A method based on recursive contour following is proposed in the same article for effective component character segmentation. The performance details of some of the OHR techniques for Oriya script are given in Table V. The features used for the recognition purpose were based on the direction information obtained from the arc tangent of the gradient.

MLP-based pattern classifiers are used in the work for most classification tasks. The features used in the MQDF were the directional features of the contour points of the components.

Advancements in Kannada and Telugu OHR

It is very clear that the highest reported accuracy for handwritten Gujarati numerals is 81.66% [Desai 2010] and for handwritten characters is 71.66% [Prasad et al. To the best of our knowledge, there are no reports of any work towards recognition of handwritten Gujarati compound characters and words. To the best of our knowledge, there are no reports of any work towards the recognition of handwritten compound characters and words in Oriya script and remain open research problems for the near future.

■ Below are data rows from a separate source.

PR #2574, opened 2023-11-07
Add capability for styling DocumentControl tabs

eng-myousif:
This PR is aiming to expose some feature for `DocumentControl` the following:
1- It is possible  to set the Background and Foreground colors for Tabs and Close ( `x` ) button.
2- It is possible to cancel a closing a page when attempt to close it using close ( `x` ) button.

### DIFF
--- a/src/Eto/Forms/Controls/DocumentControl.cs
+++ b/src/Eto/Forms/Controls/DocumentControl.cs
@@ -22,6 +22,27 @@ public class DocumentPageEventArgs : EventArgs
 }
 
 /// <summary>
+/// Arguments for the <see cref="DocumentControl"/> to get the current page.
+/// </summary>
+public class DocumentPageClosingEventArgs : CancelEventArgs
+{
+	/// <summary>
+	/// Gets the document page.
+	/// </summary>
+	/// <value>The document page.</value>
+	public DocumentPage Page { get; private set; }
+
+	/// <summary>
+	/// Initializes a new instance of the <see cref="T:Eto.Forms.DocumentPageClosingEventArgs"/> class.
+	/// </summary>
+	/// <param name="page">Page.</param>
+	public DocumentPageClosingEventArgs(DocumentPage page)
+	{
+		Page = page;
+	}
+}
+
+/// <summary>
 /// Arguments for the <see cref="DocumentControl"/> when reordering pages.
 /// </summary>
 public sealed class DocumentPageReorderEventArgs : DocumentPageEventArgs
@@ -70,6 +91,7 @@ public class DocumentControl : Container
 	public override IEnumerable<Control> Controls => pages ?? Enumerable.Empty<Control>();
 
 	static readonly object PageClosedEvent = new object();
+	static readonly object PageClosingEvent = new object();
 	static readonly object SelectedIndexChangedEvent = new object();
 
 	/// <summary>
@@ -84,6 +106,15 @@ public class DocumentControl : Container
 	{
 		add { Properties.AddEvent(PageClosedEvent, value); }
 		remove { Properties.RemoveEvent(PageClosedEvent, value); }
+	}
+
+	/// <summary>
+	/// Occurs when the <see cref="DocumentPage"/> is closing.
+	/// </summary>
+	public event EventHandler<DocumentPageClosingEventArgs> PageClosing
+	{
+		add { Properties.AddEvent(PageClosingEvent, value); }
+		remove { Properties.RemoveEvent(PageClosingEvent, value); }
 	}
 
 	/// <summary>
@@ -114,6 +145,15 @@ public class DocumentControl : Container
 		var page = e.Page;
 		if (page != null)
 			page.TriggerClose(e);
+	}
+
+	/// <summary>
+	/// Raises the <see cref="PageClosing"/> event.
+	/// </summary>
+	/// <param name="e">Event arguments.</param>
+	protected virtual void OnPageClosing(DocumentPageClosingEventArgs e)
+	{
+		Properties.TriggerEvent(PageClosingEvent, this, e);
 	}
 
 	/// <summary>
@@ -351,6 +391,11 @@ public class DocumentControl : Container
 		void OnPageClosed(DocumentControl widget, DocumentPageEventArgs e);
 
 		/// <summary>
+		/// Raises the page closing event.
+		/// </summary>
+		void OnPageClosing(DocumentControl widget, DocumentPageClosingEventArgs e);
+
+		/// <summary>
 		/// Raises the selected index changed event.
 		/// </summary>
 		void OnSelectedIndexChanged(DocumentControl widget, EventArgs e);
@@ -373,6 +418,15 @@ public class DocumentControl : Container
 		{
 			using (widget.Platform.Context)
 				widget.OnPageClosed(e);
+		}
+
+		/// <summary>
+		/// Raises the page closing event.
+		/// </summary>
+		public void OnPageClosing(DocumentControl widget, DocumentPageClosingEventArgs e)
+		{
+			using (widget.Platform.Context)
+				widget.OnPageClosing(e);
 		}
 
 		/// <summary>
--- a/src/Eto/Forms/ThemedControls/ThemedDocumentControlHandler.cs
+++ b/src/Eto/Forms/ThemedControls/ThemedDocumentControlHandler.cs
@@ -8,6 +8,7 @@ public class ThemedDocumentControlHandler : ThemedContainerHandler<TableLayout, 
 	List<DocumentPage> pages = new List<DocumentPage>();
 	ThemedDocumentPageHandler tabPrev, tabNext;
 
+	bool allowNavigationButtons;
 	PointF mousePos;
 	int selectedIndex;
 	float nextPrevWidth;
@@ -41,6 +42,21 @@ public class ThemedDocumentControlHandler : ThemedContainerHandler<TableLayout, 
 	{
 		get => Widget.Properties.Get<Padding?>(TabPadding_Key) ?? DefaultTabPadding;
 		set => Widget.Properties.Set(TabPadding_Key, value, DefaultTabPadding);
+	}
+
+	/// <summary>
+	/// Gets or sets a value indicating the tabs can be navigated by next and previous buttons.
+	/// </summary>
+	/// <value><c>true</c> if can be navigated by next and previous buttons; otherwise, <c>false</c>.</value>
+	public bool AllowNavigationButtons
+	{
+		get { return allowNavigationButtons; }
+		set
+		{
+			allowNavigationButtons = value;
+			Calculate();
+			tabDrawable.Invalidate();
+		}
 	}
 
 	/// <summary>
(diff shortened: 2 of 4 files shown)


src/Eto/Forms/ThemedControls/ThemedDocumentControlHandler.cs
```diff
@@ -47,16 +71,152 @@ public Font Font
...
+	/// Gets or sets the disabled foreground color.
+	/// </summary>
+	/// <value>The disabled foreground color.</value>
+	public Color DisabledForegroundColor
+	{
+		get { return disabledForegroundColor; }
+		set
+		{
+			disabledForegroundColor = value;
+			Calculate();
```
ievgen-baida: We don't need to `Calculate()` after setting a color as it does not affect any of the sizes being calculated.

src/Eto/Forms/Controls/DocumentControl.cs
```diff
@@ -441,6 +575,66 @@ public new interface IHandler : Container.IHandler
 		/// </summary>
 		/// <value><c>true</c> to allow reordering; otherwise, <c>false</c>.</value>
 		bool AllowReordering { get; set; }
+
+		/// <summary>
+		/// Gets or sets a value indicating the tabs can be navigated by next and previous buttons.
+		/// </summary>
+		/// <value><c>true</c> to allow navigating; otherwise, <c>false</c>.</value>
+		bool AllowNavigating { get; set; }
```
ievgen-baida: Even if `AllowNavigating` is set to `false` the control still allows to navigate, which makes the name of this property a bit misleading. How about renaming to something more specific, like `NavigationButtonsVisible`?

src/Eto/Forms/ThemedControls/ThemedDocumentControlHandler.cs
```diff
@@ -417,8 +584,11 @@ void Drawable_Paint(object sender, PaintEventArgs e)
 
 		posx = 0;
 
-		DrawTab(g, tabPrev, -1);
-		DrawTab(g, tabNext, -1);
+		if (allowNavigating)
```
ievgen-baida: Those `<` and `>` buttons allow to switch to tabs that are not visible due to the width constraint. Would be nice to be able to scroll to those tabs or have some kind of an overflow menu (perhaps in a different PR)

src/Eto/Forms/Controls/DocumentControl.cs
```diff
@@ -3,7 +3,7 @@
 /// <summary>
 /// Arguments for the <see cref="DocumentControl"/> to get the current page.
 /// </summary>
-public class DocumentPageEventArgs : EventArgs
+public class DocumentPageEventArgs : CancelEventArgs
```
ievgen-baida: Not all events using `DocumentPageEventArgs` support canceling, however when we derive all of them from `CancelEventArgs` it might give a false indication that they are. 

How about creating a separate class just for `DocumentPageClosingEventArgs`?

src/Eto/Forms/Controls/DocumentControl.cs
```diff
@@ -198,6 +217,107 @@ public bool AllowReordering
 		set { Handler.AllowReordering = value; }
 	}
 
+
+	/// <summary>
+	/// Gets or sets a value indicating the tabs can be navigated by next and previous buttons.
+	/// </summary>
+	/// <value><c>true</c> to allow navigating; otherwise, <c>false</c>.</value>
+	public bool AllowNavigating
```
ievgen-baida: Would be nice to add the checkbox for playing with this property into Samples app.

src/Eto/Forms/Controls/DocumentControl.cs
eng-myousif: Or maybe `HasNavigationStepper`, What do you think @ievgen-baida ?

src/Eto/Forms/Controls/DocumentControl.cs
eng-myousif: Applied your comment, you can have a look in this [commit](https://github.com/picoe/Eto/pull/2574/commits/771ed9ece1d1b7c38ed7c77e568df036043cb6b0)

src/Eto/Forms/Controls/DocumentControl.cs
eng-myousif: Applied your comment, you can have a look in this [commit](https://github.com/picoe/Eto/pull/2574/commits/1f4f36902896e7def2622c8ef7c0220ad62a57eb)

src/Eto/Forms/Controls/DocumentControl.cs
ievgen-baida: `HasNavigationButtons` is simpler.

src/Eto/Forms/ThemedControls/ThemedDocumentControlHandler.cs
eng-myousif: Applied.

src/Eto/Forms/Controls/DocumentControl.cs
eng-myousif: Renamed

src/Eto/Forms/ThemedControls/ThemedDocumentControlHandler.cs
ievgen-baida: Looks like you went a little to far and also removed this call in `HasNavigationButtons` setter. That one actually influences calculations.

src/Eto/Forms/Controls/DocumentControl.cs
```diff
@@ -198,6 +238,107 @@ public bool AllowReordering
...
+	/// Gets or sets a value indicating the tabs can be navigated by next and previous buttons.
+	/// </summary>
+	/// <value><c>true</c> to allow navigating; otherwise, <c>false</c>.</value>
+	public bool HasNavigationButtons
+	{
+		get { return Handler.HasNavigationButtons; }
+		set { Handler.HasNavigationButtons = value; }
+	}
+
+		/// <summary>
```
ievgen-baida: Minor formatting issue.

test/Eto.Test/Sections/Controls/DocumentControlSection.cs
```diff
@@ -77,6 +77,13 @@ Control SelectPage()
 			return control;
 		}
 
+		Control ShowNavigationStepper()
+		{
+			var control = new CheckBox { Text = "Show navigation buttons" };
+			control.Bind(box => box.Checked, tabControl, documentControl => documentControl.HasNavigationButtons);
```
ievgen-baida: Would be nice to align the naming in this method based on `HasNavigationButtons` property.

ievgen-baida (changes requested):

src/Eto/Forms/Controls/DocumentControl.cs
eng-myousif: Applied

test/Eto.Test/Sections/Controls/DocumentControlSection.cs
eng-myousif: Renamed

cwensley:
Hey @eng-myousif, thanks a ton for the PR!  This looks great.  

A few things, first I don't think the color properties should be on the `DocumentControl` itself, only on `ThemedDocumentControlHandler`, which one could use a style or set directly with that class.  I don't foresee these ever being able to be supported in the same way with any other implementation.

Additionally, it would be great to see the `PageClosing` event and `HasNavigationButtons` implemented for the Gtk handler if possible.

As for the name of `HasNavigationButtons` I would consider using an `Allow` or `Use` prefix, as it's something you can set instead of just query.

src/Eto/Forms/ThemedControls/ThemedDocumentControlHandler.cs
```diff
@@ -573,8 +575,11 @@ void DrawTab(Graphics g, ThemedDocumentPageHandler tab, int i)
 		g.FillRectangle(backcolor, tabRect);
 		if (tab.Image != null)
 		{
-			var imageSize = tab.Image.Size;
-			g.DrawImage(tab.Image, tabRect.X + TabPadding.Left + (maxImageSize.Width - imageSize.Width) / 2, (tabDrawable.Height - imageSize.Height) / 2);
+			g.SaveTransform();
+			g.ImageInterpolation = ImageInterpolation.High;
+			var imageSize = tab.ImageSize.IsEmpty ? tab.Image.Size : tab.ImageSize;
```
ievgen-baida: Having `ImageSize` public property and setting it to a deliberately "wrong" value can end up in less-than-beautiful results. I would argue the desired image size should be lead by the `ThemedDocumentControl` itself (it knows the dimensions of the tabs it renders and it also should know the ideal dimensions for the image inside that tab).

Shall we just scale `tab.Image` up/down to fit that ideal rectangle?

eng-myousif: I got your point, I will revert changes for exposing ImageSize and let you know.

test/Eto.Test/Sections/Controls/DocumentControlSection.cs
eng-myousif: As per naming convention by Curtis in the [following review comment](https://github.com/picoe/Eto/pull/2574#issuecomment-1802369123). I have renamedit to `AllowNavigationButtons`.

src/Eto/Forms/ThemedControls/ThemedDocumentControlHandler.cs
eng-myousif: Hi @cwensley ,

- I moved the color properties to `ThemedDocumentControlHandler`

- Implemented `PageClosing` for the Gtk handler.

- Couldn't implement `HasNavigationButtons` (now called `HasNavigationButtons`) for the Gtk handler as the gtk Nootbook control doesn't allow to hide the `HasForwardStepper` and `HasBackwordStepper` because they are readonly, Hence I move the property to the `ThemedDocumentControlHandler`

eng-myousif: Hi @ievgen-baida ,
I have introduce a property `UseFixedTabHeight` along with a checkbox in the DocumentControlSection demo dialog. When set `UseFixedTabHeight` to true it resizes the images inside the Tab height, then we have a fixed tab height that is calculated by the font size and vertical padding.

ievgen-baida: Looks good to me.

Only thing, I wonder if instead of relying on the font size when calculating the height of the image we would rather use some sensible standard size, like 16x16?

eng-myousif: @ievgen-baida, sounds like a good idea. Applied.

ievgen-baida: Thank you. Looks good to me.

cwensley:
Hey @eng-myousif, this looks great!  Let me know when it's ready and I'll merge in the PR.

ievgen-baida:
Hi @cwensley, we finalized it from our side. You can merge it.

Would it be possible to create a patch release, so that we could use it in production?

cwensley:
Hey @ievgen-baida, yes I can certainly create a patch release.  I'll try to do that shortly.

Four different types of structural features were used for the recognition of handwritten Kannada numerals in the scheme proposed by Dhandra et al. A support vector machine is used for the classification of handwritten Kannada numbers using zone and distance metric functions in the scheme proposed by Rajashekararadhya and Ranjan [2009a]. 2006] proposed a scheme where the chain code features are fed to a quadratic classifier for recognizing handwritten Kannada numbers.

Rajashekararadhya and Ranjan [2008b] proposed a system, in which features based on area and distance metrics are extracted for recognition of handwritten numbers in Telugu and Kannada. 2008] used a modified quadratic classifier (MQC) for recognizing handwritten characters belonging to Telugu, Kannada and Tamil scripts. 2010] for handwritten Telugu character recognition, the probability of identification of a given input character was obtained using five distance measurement methods.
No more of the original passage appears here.